Tally how many lines in the data hold the word "default", and give the result with no other text.

[[ Source data, beginning ]]

PR #2388, opened 2026-09-04
helpers: make vshard bootstrap timeout configurable

### LINKED ISSUE #2362: vshard: make bootstrap timeout configurable
In some cases a default hard-coded timeout is not enough to finish vshard bootstrap process:

https://github.com/tarantool/cartridge/blob/a875eb56e3a46079e3f483b26e8a4373100ed4f0/cartridge/roles/vshard-router.lua#L217

It will be great to make this option configurable.

patapenka-alexey:
The default vshard bootstrap timeout of 10 seconds may be not enough to
distribute buckets across the storages on slow CI runners.

vshard-router role:
- new option --vshard-bootstrap-timeout (env TARANTOOL_VSHARD_BOOTSTRAP_TIMEOUT)
  to configure the per-group vshard bootstrap timeout; the default value
  remains 10 seconds.

Test helpers (cartridge.test-helpers.Cluster):
- start(), bootstrap() and bootstrap_vshard() now accept an optional timeout
  that is forwarded to the bootstrap HTTP request. If it is omitted, the
  behavior is unchanged (no HTTP timeout is set). This allows tests to wait
  longer for the bootstrap to complete, e.g. cluster:start(60).

Also Server:graphql() no longer discards the caller-provided http options
when auth is enabled, so the timeout survives on auth-enabled clusters.

Part of TNTP-9875

### DIFF
--- a/cartridge/roles/vshard-router.lua
+++ b/cartridge/roles/vshard-router.lua
@@ -35,6 +35,7 @@ vars:new('routers', {
 
 vars:new('issues', {})
 vars:new('enable_alerting', false)
+vars:new('bootstrap_timeout', 10)
 
 -- Human readable router name for logging
 -- Isn't exposed in public API
@@ -80,9 +81,17 @@ local function init(_)
     local opts, _ = require('cartridge.argparse').get_opts({
         connections_limit = 'number',
         add_vshard_router_alerts_to_issues = 'boolean',
+        vshard_bootstrap_timeout = 'number',
     })
     if opts.add_vshard_router_alerts_to_issues ~= nil then
         vars.enable_alerting = opts.add_vshard_router_alerts_to_issues
+    end
+    if opts.vshard_bootstrap_timeout ~= nil then
+        local timeout = opts.vshard_bootstrap_timeout
+        if timeout <= 0 or timeout == math.huge then
+            error("vshard_bootstrap_timeout must be a finite positive number greater than 0", 0)
+        end
+        vars.bootstrap_timeout = timeout
     end
     local limit = opts.connections_limit
     if limit == nil then
@@ -214,7 +223,7 @@ local function bootstrap_group(group_name, vsgroup)
 
     log.info('Bootstrapping %s ...', router_name)
 
-    local ok, err = get(group_name):bootstrap({timeout=10})
+    local ok, err = get(group_name):bootstrap({timeout=vars.bootstrap_timeout})
     if not ok and err.code ~= vshard.error.code.NON_EMPTY then
         return nil, e_bootstrap_vshard:new(
             '%s (%s, %s)',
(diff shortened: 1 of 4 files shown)


patapenka-alexey:
Required for https://github.com/tarantool/graphqlapi-helpers/pull/56

cartridge/test-helpers/cluster.lua
```diff
@@ -276,7 +290,7 @@ function Cluster:start()
             self:wait_until_healthy(server)
         end
     else
-        self:bootstrap()
+        self:bootstrap(180)
```
vakhov: тут HTTP timeout выставлен в те же 180 секунд, что и серверный timeout, но это разные временные ограничения. здесь на весь запрос, а вишардовый на отдельные последовательные вызовы к репликасетам. получается что может быть такая ситуация что сервер ещё может продолжать bootstrap, а клиент уже завершит Cluster:start() по timeout. Кажется, для клиентского timeout стоит добавить запас либо считать оба ограничения от общего deadline.

cartridge/test-helpers/cluster.lua
```diff
@@ -237,7 +237,9 @@ function Cluster:apply_zone_distances()
 end
 
 -- Configure replicasets and bootstrap vshard if required.
```
vakhov:
```suggestion
--- Configure replicasets and bootstrap vshard if required.
```

cartridge/test-helpers/cluster.lua
vakhov: the client timeout is equal to the server timeout while the server may perform several sequential call with that timeout. as a result the client may time out before bootstrap finishes. may be would add some margin to the client timeout.

cartridge/roles/vshard-router.lua
```diff
@@ -214,7 +214,7 @@ local function bootstrap_group(group_name, vsgroup)
 
     log.info('Bootstrapping %s ...', router_name)
 
-    local ok, err = get(group_name):bootstrap({timeout=10})
+    local ok, err = get(group_name):bootstrap({timeout=180})
```
vakhov: this timeout applies to each callrw separately not to the entire bootstrap. as a result a request may wait for 180 seconds several times when a storage is unavailable. may be better to make this value configurable.

vakhov (commented):
Thanks for the patch! I left a few questions.

cartridge/test-helpers/cluster.lua
patapenka-alexey: Fixed.

cartridge/test-helpers/cluster.lua
patapenka-alexey: Replaced with a configurable timeout.

cartridge/roles/vshard-router.lua
patapenka-alexey: Replaced with a configurable timeout.

olegrok (approved):

Satbek (approved):

Satbek (approved):

vakhov (approved):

[[ Source data, end ]]

◆ **Reply to the task**
3